Date Posted: April 26, 1999
Update: June 19, 2009
Version 1.7 supports import from lcov, code export of decision trees, undo of exclude, html export for more reports, improvements to substring holes report, and improved performance of several features.
What is FoCuS?
FoCuS is a tool that implements the functional coverage methodology and improves testing of applications by providing detailed coverage information on the areas in which testing is lacking. Functional coverage refers to testing the performance and functionality of an e-business application and making sure that the design of the test is complete and covers every aspect of what the application is meant to do.
FoCuS also provides extensive views for code coverage. It can read code coverage data generated by ConTest for Java or IBM Binary Prober (both alphaWorks® technologies) or by other tools if appropriately customized.
How does it work?
FoCuS allows for user definition of the coverage models and then it creates those models. It collects the data, creates regressions, and shows reports. FoCuS desegregates the coverage model definition from the tool. Coverage models can be defined to fit the design in the best way while FoCuS retains all the benefits of a coverage tool, such as data collection and processing, creation of coverage reports, and generation of regression-suites with high coverage.
Most of the coverage tools in the market share the same functions, such as data gathering and coverage reports, but they all have different models that they implement for different situations, making them difficult and costly to write. FoCuS, a single, general-purpose tool, is independent of specific applications, yet it provides all the functionality of existing tools.
The documentation contains a tutorial, a white paper, and a 120-slide presentation that explains what functional coverage is, how it compares to code coverage, and what it can do.
About the technology author(s)
Rachel Tzoref-Brill holds a B.Sc. and M.Sc in computer science from the Technion, Israel Institute of Technology. Since 2001, she has worked at the IBM Haifa Research Laboratory, where she participates in the development of tools and algorithms for formal verification and multi-threaded programs testing and debugging. She has published several conference papers on these topics. Since 2008 she has been the main developer of FoCuS.
Yoram Adler holds a B.Sc. in computer science from the Technion, Israel Institute of Technology. Since 1996, he has worked at the IBM Haifa Research Laboratory, where he participates in the development of real time applications, device drivers, software lifecycle tools, areas of networking, multi-media, program understanding and coverage analysis.
Eitan Farchi, Ph.D. has been with the IBM Haifa Research Laboratory since 1992. He has led projects for improving operating system performance and is now the manger and architect of the Software Testing Analysis and Reviews group, which specializes in the testing of concurrent and distributed programs. A new review methodology developed recently by
Dr. Farchi has been deployed in IBM labs around the world. The new methodology requires no to little preparation and overcomes time constraint issues while maintaining the effectiveness of traditional reviews.
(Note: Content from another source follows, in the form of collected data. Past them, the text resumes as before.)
PR #3461, opened 2024-09-21
Feature: scratch variable declarations

jordalgo:
This commit implements scratch variable declarations,
which will be useful when fixing/adding block/lexical scoping.

As per this RFC/discussion: https://github.com/bpftrace/bpftrace/issues/3423
this new syntax is all valid:
```
let $x;
let $x: uint8;
let $x = 11;
let $x: uint8 = 7;
```

Additionally, there are some restrictions:
- variable declarations, if used, have to come before variable use
- variable declarations, if used, have to come before variable assignment
- the same variable name can't be declared twice
- for variable declarations that specify the type, this type
is not resizeable e.g. this is not valid
`let $a: str_t[5] = "hiya"; $a = "longerstr";` but this is
`let $a: str_t[5] = "hiya"; $a = "by";`
- declared variables must be assigned to

##### Checklist

### DIFF
--- a/man/adoc/bpftrace.adoc
+++ b/man/adoc/bpftrace.adoc
@@ -434,9 +434,10 @@ inside a script config block.
 
 === Data Types
 
-The following fundamental integer types are provided by the language.
-Integers are internally represented as 64 bit signed.
-If you need another representation, you may cast to the following built in types:
+The following fundamental types are provided by the language.
+Note: Integers are by default represented as 64 bit signed but that can be 
+changed by either casting them or, for scratch variables, explicitly specifying 
+the type upon declaration.
 
 [cols="~,~"]
 |===
@@ -939,6 +940,21 @@ bpftrace knows two types of variables, 'scratch' and 'map'.
 
 'scratch' variables are kept on the BPF stack and only exists during the execution of the action block and cannot be accessed outside of the program.
 Scratch variable names always start with a `$`, e.g. `$myvar`.
+
+'scratch' variables can also declared before or during initialization with `let` e.g.
+```
+let $x;
+let $y = 11;
+```
+
+If no assignment is specified variables will initialize to 0.
+
+You can also specify the type in the declaration e.g.
+```
+let $x: uint8;
+let $y: uint8 = 7;
+let $a: string = "hiya";
+```
 
 'map' variables use BPF 'maps'.
 These exist for the lifetime of `bpftrace` itself and can be accessed from all action blocks and user-space.
--- a/src/ast/ast.cpp
+++ b/src/ast/ast.cpp
@@ -35,6 +35,7 @@ MAKE_ACCEPT(ExprStatement)
 MAKE_ACCEPT(AssignMapStatement)
 MAKE_ACCEPT(AssignVarStatement)
 MAKE_ACCEPT(AssignConfigVarStatement)
+MAKE_ACCEPT(VarDeclStatement)
 MAKE_ACCEPT(Predicate)
 MAKE_ACCEPT(AttachPoint)
 MAKE_ACCEPT(If)
@@ -201,12 +202,35 @@ AssignVarStatement::AssignVarStatement(Variable *var,
   expr->var = var;
 }
 
+AssignVarStatement::AssignVarStatement(VarDeclStatement *var_decl_stmt,
+                                       Expression *expr,
+                                       location loc)
+    : Statement(loc),
+      var_decl_stmt(var_decl_stmt),
+      var(var_decl_stmt->var),
+      expr(expr)
+{
+  expr->var = var;
+}
+
 AssignConfigVarStatement::AssignConfigVarStatement(
     const std::string &config_var,
     Expression *expr,
     location loc)
     : Statement(loc), config_var(config_var), expr(expr)
 {
+}
+
+VarDeclStatement::VarDeclStatement(Variable *var, SizedType type, location loc)
+    : Statement(loc), var(var), set_type(true)
+{
+  var->type = std::move(type);
+}
+
+VarDeclStatement::VarDeclStatement(Variable *var, location loc)
+    : Statement(loc), var(var)
+{
+  var->type = CreateNone();
 }
 
 Predicate::Predicate(Expression *expr, location loc) : Node(loc), expr(expr)
--- a/src/ast/passes/codegen_llvm.cpp
+++ b/src/ast/passes/codegen_llvm.cpp
@@ -2421,27 +2421,33 @@ void CodegenLLVM::visit(AssignMapStatement &assignment)
     b_.CreateLifetimeEnd(val);
 }
 
+void CodegenLLVM::maybeAllocVariable(const std::string &var_ident,
+                                     const SizedType &var_type)
+{
+  if (variables_.find(var_ident) != variables_.end()) {
+    return;
+  }
+  SizedType alloca_type = var_type;
+  // Arrays and structs need not to be copied when assigned to local variables
+  // since they are treated as read-only - it is sufficient to assign
+  // the pointer and do the memcpy/proberead later when necessary
+  if (var_type.IsArrayTy() || var_type.IsRecordTy()) {
+    auto &pointee_type = var_type.IsArrayTy() ? *var_type.GetElementTy()
+                                              : var_type;
+    alloca_type = CreatePointer(pointee_type, var_type.GetAS());
+  }
+
+  AllocaInst *val = b_.CreateAllocaBPFInit(alloca_type, var_ident);
+  variables_[var_ident] = VariableLLVM{ val, val->getAllocatedType() };
+}
+
 void CodegenLLVM::visit(AssignVarStatement &assignment)
 {
   Variable &var = *assignment.var;
 
   auto scoped_del = accept(assignment.expr);
 
-  if (variables_.find(var.ident) == variables_.end()) {
-    SizedType alloca_type = var.type;
-
-    // Arrays and structs need not to be copied when assigned to local variables
-    // since they are treated as read-only - it is sufficient to assign
-    // the pointer and do the memcpy/proberead later when necessary
-    if (var.type.IsArrayTy() || var.type.IsRecordTy()) {
-      auto &pointee_type = var.type.IsArrayTy() ? *var.type.GetElementTy()
-                                                : var.type;
-      alloca_type = CreatePointer(pointee_type, var.type.GetAS());
-    }
-
-    AllocaInst *val = b_.CreateAllocaBPFInit(alloca_type, var.ident);
-    variables_[var.ident] = VariableLLVM{ val, val->getAllocatedType() };
-  }
+  maybeAllocVariable(var.ident, var.type);
 
   if (var.type.IsArrayTy() || var.type.IsRecordTy()) {
     // For arrays and structs, only the pointer is stored
@@ -2465,6 +2471,16 @@ void CodegenLLVM::visit(AssignVarStatement &assignment)
   } else {
     b_.CreateStore(expr_, variables_[var.ident].value);
   }
+}
+
+void CodegenLLVM::visit(VarDeclStatement &decl)
+{
+  Variable &var = *decl.var;
+  if (var.type.IsNoneTy()) {
+    // unused and has no type
+    return;
+  }
+  maybeAllocVariable(var.ident, var.type);
 }
 
 void CodegenLLVM::visit(If &if_block)
--- a/src/ast/passes/printer.cpp
+++ b/src/ast/passes/printer.cpp
@@ -262,12 +262,20 @@ void Printer::visit(AssignMapStatement &assignment)
 void Printer::visit(AssignVarStatement &assignment)
 {
   std::string indent(depth_, ' ');
-  out_ << indent << "=" << std::endl;
 
-  ++depth_;
-  assignment.var->accept(*this);
-  assignment.expr->accept(*this);
-  --depth_;
+  if (assignment.var_decl_stmt) {
+    assignment.var_decl_stmt->accept(*this);
+    ++depth_;
+    assignment.expr->accept(*this);
+    --depth_;
+  } else {
+    out_ << indent << "=" << std::endl;
+
+    ++depth_;
+    assignment.var->accept(*this);
+    assignment.expr->accept(*this);
+    --depth_;
+  }
 }
 
 void Printer::visit(AssignConfigVarStatement &assignment)
@@ -279,6 +287,15 @@ void Printer::visit(AssignConfigVarStatement &assignment)
   std::string indentVar(depth_, ' ');
   out_ << indentVar << "config var: " << assignment.config_var << std::endl;
   assignment.expr->accept(*this);
+  --depth_;
+}
+
+void Printer::visit(VarDeclStatement &decl)
+{
+  std::string indent(depth_, ' ');
+  out_ << indent << "decl" << std::endl;
+  ++depth_;
+  decl.var->accept(*this);
   --depth_;
 }
 
--- a/src/ast/passes/semantic_analyser.cpp
+++ b/src/ast/passes/semantic_analyser.cpp
@@ -83,6 +83,48 @@ static std::pair<int64_t, int64_t> getIntTypeRange(const SizedType &ty)
   }
 }
 
+// These are types which aren't valid for scratch variables
+// e.g. this is not valid `let $x: sum_t;`
+static bool IsValidVarDeclType(const SizedType &ty)
+{
+  switch (ty.GetTy()) {
+    case Type::avg_t:
+    case Type::count_t:
+    case Type::hist_t:
+    case Type::lhist_t:
+    case Type::max_t:
+    case Type::min_t:
+    case Type::stats_t:
+    case Type::sum_t:
+    case Type::stack_mode:
+    case Type::voidtype:
+    case Type::probe:
+      return false;
+    case Type::integer:
+    case Type::kstack_t:
+    case Type::ustack_t:
+    case Type::timestamp:
+    case Type::ksym_t:
+    case Type::usym_t:
+    case Type::inet:
+    case Type::username:
+    case Type::string:
+    case Type::buffer:
+    case Type::pointer:
+    case Type::array:
+    case Type::mac_address:
+    case Type::record:
+    case Type::tuple:
+    case Type::cgroup_path_t:
+    case Type::strerror_t:
+    case Type::none:
+    case Type::reference:
+    case Type::timestamp_mode:
+      return true;
+  }
+  return false; // unreachable
+}
+
 void SemanticAnalyser::visit(Integer &integer)
 {
   if (integer.is_negative) {
@@ -1665,9 +1707,15 @@ void SemanticAnalyser::visit(Map &map)
 
 void SemanticAnalyser::visit(Variable &var)
 {
-  auto search_val = variable_val_[scope_].find(var.ident);
-  if (search_val != variable_val_[scope_].end()) {
-    var.type = search_val->second;
+  if (auto search_val = variables_[scope_].find(var.ident);
+      search_val != variables_[scope_].end()) {
+    if (search_val->second.was_assigned) {
+      var.type = search_val->second.type;
+    } else {
+      LOG(ERROR, var.loc, err_)
+          << "Variable used before it was assigned: " << var.ident;
+      var.type = CreateNone();
+    }
   } else {
     LOG(ERROR, var.loc, err_)
         << "Undefined or undeclared variable: " << var.ident;
@@ -2302,7 +2350,7 @@ void SemanticAnalyser::visit(For &f)
 
   // Validate decl
   const auto &decl_name = f.decl->ident;
-  if (variable_val_[scope_].find(decl_name) != variable_val_[scope_].end()) {
+  if (variables_[scope_].find(decl_name) != variables_[scope_].end()) {
     LOG(ERROR, f.decl->loc, err_)
         << "Loop declaration shadows existing variable: " + decl_name;
   }
@@ -2343,7 +2391,7 @@ void SemanticAnalyser::visit(For &f)
   CollectNodes<Variable> vars_referenced;
   std::unordered_set<std::string> var_set;
   for (auto *stmt : f.stmts) {
-    const auto &live_vars = variable_val_[scope_];
+    const auto &live_vars = variables_[scope_];
     vars_referenced.run(*stmt, [&live_vars, &var_set](const auto &var) {
       if (live_vars.find(var.ident) == live_vars.end())
         return false;
@@ -2359,7 +2407,7 @@ void SemanticAnalyser::visit(For &f)
   // real thing (#3017).
   CollectNodes<Variable> new_vars;
   for (auto *stmt : f.stmts) {
-    const auto &live_vars = variable_val_[scope_];
+    const auto &live_vars = variables_[scope_];
     new_vars.run(*stmt, [&live_vars](const auto &var) {
       return live_vars.find(var.ident) == live_vars.end();
     });
@@ -2381,7 +2429,9 @@ void SemanticAnalyser::visit(For &f)
 
   f.decl->type = CreateTuple(bpftrace_.structs.AddTuple({ *mapkey, *mapval }));
 
-  variable_val_[scope_][decl_name] = f.decl->type;
+  variables_[scope_][decl_name] = { .type = f.decl->type,
+                                    .can_resize = true,
+                                    .was_assigned = true };
 
   loop_depth_++;
   accept_statements(f.stmts);
@@ -2402,11 +2452,11 @@ void SemanticAnalyser::visit(For &f)
   }
 
   // Decl variable is not valid beyond this for-loop
-  variable_val_[scope_].erase(decl_name);
+  variables_[scope_].erase(decl_name);
 
   // Variables declared in a for-loop are not valid beyond it
   for (const Variable &var : new_vars.nodes()) {
-    variable_val_[scope_].erase(var.ident);
+    variables_[scope_].erase(var.ident);
   }
 
   // Finally, create the context tuple now that all variables inside the loop
@@ -2763,23 +2813,27 @@ void SemanticAnalyser::visit(AssignMapStatement &assignment)
 void SemanticAnalyser::visit(AssignVarStatement &assignment)
 {
   Visit(assignment.expr);
+  if (assignment.var_decl_stmt) {
+    Visit(assignment.var_decl_stmt);
+  }
 
   std::string var_ident = assignment.var->ident;
-  auto search = variable_val_[scope_].find(var_ident);
+  auto search = variables_[scope_].find(var_ident);
   auto &assignTy = assignment.expr->type;
 
-  if (search != variable_val_[scope_].end()) {
-    auto &storedTy = search->second;
+  if (search != variables_[scope_].end()) {
+    auto &storedTy = search->second.type;
+    bool type_mismatch_error = false;
     if (storedTy.IsNoneTy()) {
       storedTy = assignTy;
     } else if (!storedTy.IsSameType(assignTy)) {
-      LOG(ERROR, assignment.loc, err_)
-          << "Type mismatch for " << var_ident << ": "
-          << "trying to assign value of type '" << assignTy
-          << "' when variable already contains a value of type '" << storedTy
-          << "'";
+      type_mismatch_error = true;
     } else if (assignTy.IsStringTy()) {
-      update_string_size(storedTy, assignTy);
+      if (search->second.can_resize) {
+        update_string_size(storedTy, assignTy);
+      } else if (!assignTy.FitsInto(storedTy)) {
+        type_mismatch_error = true;
+      }
     } else if (storedTy.IsIntegerTy()) {
       if (assignment.expr->is_literal) {
         auto integer = static_cast<Integer *>(assignment.expr);
@@ -2788,12 +2842,7 @@ void SemanticAnalyser::visit(AssignVarStatement &assignment)
           bool can_fit = false;
           if (integer->is_negative) {
             if (!storedTy.IsSigned()) {
-              LOG(ERROR, assignment.loc, err_)
-                  << "Type mismatch for " << var_ident << ": "
-                  << "trying to assign value of type '" << assignTy
-                  << "' when variable already contains a value of type '"
-                  << storedTy << "'";
-              return;
+              type_mismatch_error = true;
             } else {
               auto min_max = getIntTypeRange(storedTy);
               can_fit = value >= min_max.first;
@@ -2818,7 +2867,7 @@ void SemanticAnalyser::visit(AssignVarStatement &assignment)
                 assignment.loc);
             Visit(cast);
             assignment.expr = cast;
-          } else {
+          } else if (!type_mismatch_error) {
             LOG(ERROR, assignment.loc, err_)
                 << "Type mismatch for " << var_ident << ": "
                 << "trying to assign value '"
@@ -2829,25 +2878,13 @@ void SemanticAnalyser::visit(AssignVarStatement &assignment)
           }
         }
       } else if (storedTy.IsSigned() != assignTy.IsSigned()) {
-        LOG(ERROR, assignment.loc, err_)
-            << "Type mismatch for " << var_ident << ": "
-            << "trying to assign value of type '" << assignTy
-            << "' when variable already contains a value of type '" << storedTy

Some of the unique features of FoCus support this methodology. Dr. Farchi is a frequent speaker at software testing conferences and is the author of a tutorial on the testing of distributed components. He has written more than 40 technical papers and holds 8 patents.
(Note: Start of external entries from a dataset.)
PR #3465, opened 2024-09-23
Don't use BTF checking for indexed pointers

fvdlfvdl:
The BPF verifier can use BTF type information to check the validity of pointer / array accesses for kfunc probes. However, it can't do any BTF-based bounds checking on pointers indexed as an array.  So, a simple probe like:

kfunc:kfree_skb_reason
{
	printf("%hx\n", args.skb->head[0]);
}

..would then fail with a verifier error.

67629c1927f4 ("Fix error in dereferencing kernel double pointers") fixed a similar case for double pointers, let's fix it for this case too.

### DIFF
--- a/.github/include/aot_skip.txt
+++ b/.github/include/aot_skip.txt
@@ -72,6 +72,7 @@ aot.probe.kprobe_ignore_missing_probes
 aot.probe.kretfunc
 aot.probe.uprobe_error_missing_probes
 aot.probe.uprobe_ignore_missing_probes
+aot.regression.kfunc array access via pointer
 aot.regression.kfunc double pointer array access
 aot.regression.kfunc double pointer dereference
 aot.tuples.basic tuple map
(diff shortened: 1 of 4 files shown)


fvdlfvdl:
I ran the test case I added manually, as in: used a command line with it to verify the before / after behavior. But apparently the automated AOT test fails with the one I added to the automated tests. I'll check it out.

fvdlfvdl:
> I ran the test case I added manually, as in: used a command line with it to verify the before / after behavior. But apparently the automated AOT test fails with the one I added to the automated tests. I'll check it out.



> I ran the test case I added manually, as in: used a command line with it to verify the before / after behavior. But apparently the automated AOT test fails with the one I added to the automated tests. I'll check it out.

Done.

danobi:
Change LGTM, thanks for that.

But for changelog, perhaps word it something like "Fix verifier error when array indexing through pointer". More of a hint for anyone else hitting this issue

fvdlfvdl:
> Fix verifier error when array indexing through pointer

Yes, good point. Done.

danobi (approved):

viktormalik (approved):
Good catch, thanks!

Olga Mishin holds a B.Sc. in computer science from the MIIT, Moscow State University of Railway Engineering. She participates in the development of software testing tools, and is member of the development team of FoCuS.
Yarden Nir-Buchbinder holds an M.A. in philosophy from the University of Haifa and a B.Sc. in computer science from the Technion, Israel Institute of Technology. Since 2000 he has worked at the IBM Haifa Research Laboratory, where he participates in the development of software lifecycle tools, especially in the areas of concurrency and coverage. He is the main developer of ConTest - a concurrency testing tool . He has published several conference papers on these topics.
Dr. Shmuel Ur is a research scientist in IBM research lab in Haifa, Israel. He works in the field of software testing and concentrates on coverage and testing of multi-threaded programs. Shmuel is the technical lead of the area of Coverage in IBM and is also an IBM Master Inventor. Shmuel teaches software testing in the Technion and Haifa University.
Shmuel received his PhD. in Algorithms Optimization and Combinatorics in 1994 in Carnegie Mellon University. Shmuel received his Bs.C. and Ms.C. from the Technion, Israel Institute of Technology. Shmuel has published in the fields of hardware testing, artificial intelligence, algorithms, software testing and testing of multi-threaded programs. He is also the chair of PADTAD, a workshop on testing multi-threaded applications.
In the area of coverage, Shmuel worked and published on functional coverage, minimizing regression suite size, coverage directed generation, visual code coverage techniques and coverability. He has written more than 50 technical papers and holds 15 patents.